I visited Venice in mid-September last year, and stayed at Camping Fusina. Lovely campsite, great location, convenient ferries into Venice, bit expensive too; but unfortunately really spoilt for us by a large part of the site being given over to “Contiki’s Venice Village”. This accommodates coach parties of mostly Australian students intent on drinking and partying late into the night. Loud music from the bar area can be heard at the farthest ends of the site. It's also under the flight path for Venice airport, but the low flying jets are much less noisy than the Contiki lot. 

SD


----------



## backaxle (Nov 6, 2006)

Hi,If you get over to tuscany (albenga) try these 
http://www.campingbellavista.it

We have stayed here 3 times in the last 3 years,run by a Dutch family and very nice people,they also take the ACSI. card so you stay for €14 per night.Try to get on to pitches 3-13 they are the biggest and best at no extra cost at this time of the year.

good luck.
Backaxle


----------



## Carper (Aug 15, 2007)

Jede said:


> Hi all,
> We are currently in Italy at a site on Lake Mergozzo.
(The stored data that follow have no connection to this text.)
Issue #297, opened 2019-03-18
Signal tab viewer overflow-y scroll missing


mattijn:
I was checking this new signal viewer tab (great btw!) on a laptop, but noticed there is no `overflow-y: scroll` functionality like there is in the data viewer. If there are many signals the current implementation is little hard to use on smaller screens.

See screencast:
<img src="https://user-images.githubusercontent.com/5186265/54556430-23358c00-49b9-11e9-8815-3eb899a24ace.gif" width="250">

ganeshpatro321:
I will look into it @mattijn

PR #299, opened 2019-03-19
fixed scroll styles (#297)

siddhant1:
ref #297

### DIFF
--- a/src/components/signal-viewer/index.css
+++ b/src/components/signal-viewer/index.css
@@ -1,6 +1,7 @@
 .signal-viewer {
   padding: 10px 20px 15px 20px;
   width: fit-content;
+  max-width: 100%;
   height: 90%;
   font-size: 0.9em;
   overflow: auto;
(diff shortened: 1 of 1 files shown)


src/components/signal-viewer/index.css
```diff
@@ -2,6 +2,7 @@
   padding: 10px 20px 15px 20px;
   width: fit-content;
   max-width: 100%;
+  height: 90%;
```
domoritz: Why is this the right fix?

siddhant1:
Giving the section in which the table is present a height kicks in the
overflow:scroll after that height

domoritz:
Why is it exactly 90%? It seems so arbitrary.

siddhant1:
Tried 100% to take the whole width of the upper wrapper , felt that it should be 10% smaller . I can use pixels but it wouldn't be responsive

domoritz:
You can use 100% and padding, no?

siddhant1:
Sure , let me have a look

siddhant1:
Actually 100% is okay too

PR #301, opened 2019-03-19
Basic layout for writing tests using jest

ganeshpatro321:
Tests can be written in files in the form <filename>.test.js

I have created a dummy test to show the layout in the file app.test.js

you can run "yarn test" to run the test files. 

@domoritz

### DIFF
--- a/babel.config.js
+++ b/babel.config.js
@@ -1,0 +1,3 @@
+module.exports = {
+  presets: ["@babel/preset-env", "@babel/preset-react"]
+};
--- a/babel.config.js
+++ b/babel.config.js
@@ -1,3 +1,0 @@
-module.exports = {
-  presets: ["@babel/preset-env", "@babel/preset-react"]
-};
--- a/src/app.test.js
+++ b/src/app.test.js
@@ -1,0 +1,3 @@
+test("Fake Test", () => {
+  expect(true).toBeTruthy();
+});
--- a/package.json
+++ b/package.json
@@ -4,17 +4,22 @@
   "homepage": "http://vega.github.io/editor",
   "private": true,
   "devDependencies": {
+    "@babel/preset-env": "^7.3.4",
+    "@babel/preset-react": "^7.0.0",
     "@types/node": "^11.10.4",
     "autoprefixer": "^9.4.10",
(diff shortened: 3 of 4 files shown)


babel.config.js
```diff
@@ -0,0 +1,3 @@
+module.exports = {
+  presets: ["@babel/preset-env", "@babel/preset-react"]
```
domoritz: Just curious, why do we need babel when we have typescript?

src/app.test.js
```diff
@@ -0,0 +1,3 @@
+test("Fake Test", () => {
```
domoritz: Let's write the tests in typescript. See vega-lite for how you could set it up.

siddhant1:
This setup will remove tree-shaking from the app , also configure jest to include local storage since we are using it , also I prefer react-testing-library or enzyme for testing . I have all the setup ready from the previous app , should I make a pr?

domoritz:
My requirements:
* As few dependencies as possible
* Support Typescript
* Support testing the app
* Easy to use. 

If you check those boxes, yes, please send a PR!

siddhant1:
The app can be tested only with jest but that'll be a hassle to maintain , also the following pr will make tree-shaking disabled which will slow down the app. Also no support for local storage too ,  I will have a look to improve this .

siddhant1:
There is a global babel config which will disable tree shaking in general (because it will transpile esm)

ganeshpatro321:
> My requirements:
> 
>     * As few dependencies as possible
> 
>     * Support Typescript
> 
>     * Support testing the app
> 
>     * Easy to use.
> 
> 
> If you check those boxes, yes, please send a PR!

I used jest because it is light weight and easy to use. It provides features like snapshot testing which will make make component testing easy.

I was not aware of the breaking of tree-shaking and searched the web for the same, but couldn't find anything for the same.

@domoritz I will recheck whether we need babel or not for typescript, I followed official jest docs while setting up the configuration and ended up here.

Please let me know if you have any further doubts.
@siddhant1

domoritz:
Okay, since this is a bit more work, let's close this PR. Please open a new one when it's ready.

PR #748, opened 2017-03-08
Structure: if emtpy title then show ID instead

jensens:


frapell:
@jensens This makes a lot of sense, however should we also include some additional way of being very clear that this is not the title of the element? I imagine editors not realizing that what they are seeing is not actually the element title?

Maybe a special class for the <em> or additional wording at the beginning? (something like <em><span>id: </span><%- id %></em>)

jensens:
@frapell I so did the ``<em><%- id %></em>`` - if this is not enough I am open for better ideas!

frapell:
@jensens Ah! Sorry, I thought the title was also wrapped in ```<em></em>``` Is this ready to be merged in?

jensens:
@frapell yes, all ready.

PR #751, opened 2017-03-18
Do not use relative paths for imports in less files.

thet:
Use the less variables for paths instead.
Fixes a case, where less files couldn't be found in Plone development mode.

### DIFF
--- a/CHANGES.rst
+++ b/CHANGES.rst
@@ -14,6 +14,11 @@ New features:
 
 Bug fixes:
 
+- Do not use relative paths for imports in less files.
+  Use the less variables for paths instead.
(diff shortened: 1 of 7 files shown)


CHANGES.rst
```diff
@@ -14,6 +14,15 @@ New features:
 
 Bug fixes:
 
+http://localhost:8080/manage
+
+http://localhost:8080/manage
+
```
ale-rt: @thet is this double "http://localhost:8080/manage" something you left by mystake?

thet: absolutly.. I'll fix it.

PR #752, opened 2017-03-28
more related items widget optimizations and refactorings

thet:
- Add new mode "auto", which automatically sets ``search`` mode when a searchterm is present, otherwise ``browse`` mode.
- Show a "One level up" button in the result set in browse mode.
- Show folder icons in in the result set front of items instead a arrow behind the items.
- Filter out non-selectable and non-folderish items in the result set when in browse mode.
- Add option to scan the selected list of items for other patterns.
- Add option for contextPath - objects with this path will not be selectable. This prevents the object where the relation is set on to from being selected and self-referenced.


thet:
Until now these PR doesn't break anything....
But I propose even some more radical changes:

- Remove the "browse" and "search" buttons completly. I think they are not necessary anymore. Only if there is a need to allow users to only search within a specific path and not break out of it...

- Remove the xyzTemplateSelector options. Is anyone using templates from the DOM?

- Instead of passing a template string, allow to pass a resource path to a template.

jensens:
>  Remove the "browse" and "search" buttons completly. I think they are not necessary anymore. Only if there is a need to allow users to only search within a specific path and not break out of it...

Well, I would keep them for now.

> Remove the xyzTemplateSelector options. Is anyone using templates from the DOM?

+1 I never saw them used out in the wild.

> Instead of passing a template string, allow to pass a resource path to a template.

+1

PR #755, opened 2017-04-06
More structure widget optimizations

thet:
- Show ineffective label in folder contents for not yet effective and published content, likewise it's done with expires.
  Show effective and ineffective label styled as bootstrap badges.

- Show "Description" below title, if it's set in ``availableColumns`` and ``activeColumns`` to save some screen space.

- Add default plone color less variables for a more consistent design.
  They will be overwritten by values set by Plone or integration projects.

### DIFF
--- a/CHANGES.rst
+++ b/CHANGES.rst
@@ -10,6 +10,10 @@ Breaking changes:
 
 New features:
 
+- Add default plone color less variables for a more consistent design.
+  They will be overwritten by values set by Plone or integration projects.
+  [thet]
+
 - Structure widget:
   - Show ineffective label in folder contents for not yet effective and published content, likewise it's done with expires.
     Show effective and ineffective label styled as bootstrap badges.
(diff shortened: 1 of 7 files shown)


davisagli:
"Ineffective" is an odd word to use for this in English. It means "this is not successful at producing its intended effect."

"Before publishing date" might be the clearest given that the related field on the edit form is called Publishing Date. But it's a bit long, and perpetuates the confusion between effective date and workflow state. I'm not sure what to recommend. "Not yet effective" would probably be unclear, but would be better than "Ineffective"

thet:
@davisagli thanks for checking the wording. I was also not sure about this.

I agree, "Not yet effective" is better than "ineffective". But all "effective date" related UI elements in are translated to something with "Published" in English ("Publishing Date" or "Publication Date").

I think your suggestion of using "Before publishing date" is the best and we should use it.

thet:
Looks like this:

screen shot 2017-04-13 at 13 21 41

Does anyone have any recomendations for sites in Italy generally or where we are headed for next Venice.
> 
> many thanks
> ...


Depends on how far you are planning on going

Both of these take the ACSI card

500km south of Garda, on the Adriatic....beach directly behind the camper places Pineto Beach

Rome, with a shuttle bus every 30 mins to the nearest Metro Happy Village Camping

We stayed at loads of sites in Italy, most of which we just stumbled upon

Hope this helps

Doug


----------



## jarcadia (May 1, 2005)

Backaxle, Albenga is in Liguria not Tuscany.

Jackie


----------



## backaxle (Nov 6, 2006)

jarcadia said:


> Backaxle, Albenga is in Liguria not Tuscany.
> 
> Jackie


You are spot on,sorry about that.
backaxle


----------



## Arizona (May 9, 2005)

Hi

Aqua Dolce, Levanto 

San Gimignano, South of Pisa


Regards

Arizona


----------



## eddied (May 9, 2005)

*Italy - campsites*

 Ciao Jede,
hope you're not finding the sudden switch off from Summer to Autumn too cool!
So many places to go, so many things to see, what can I say?
Have a look at www.camping.it

saluti,
eddied


----------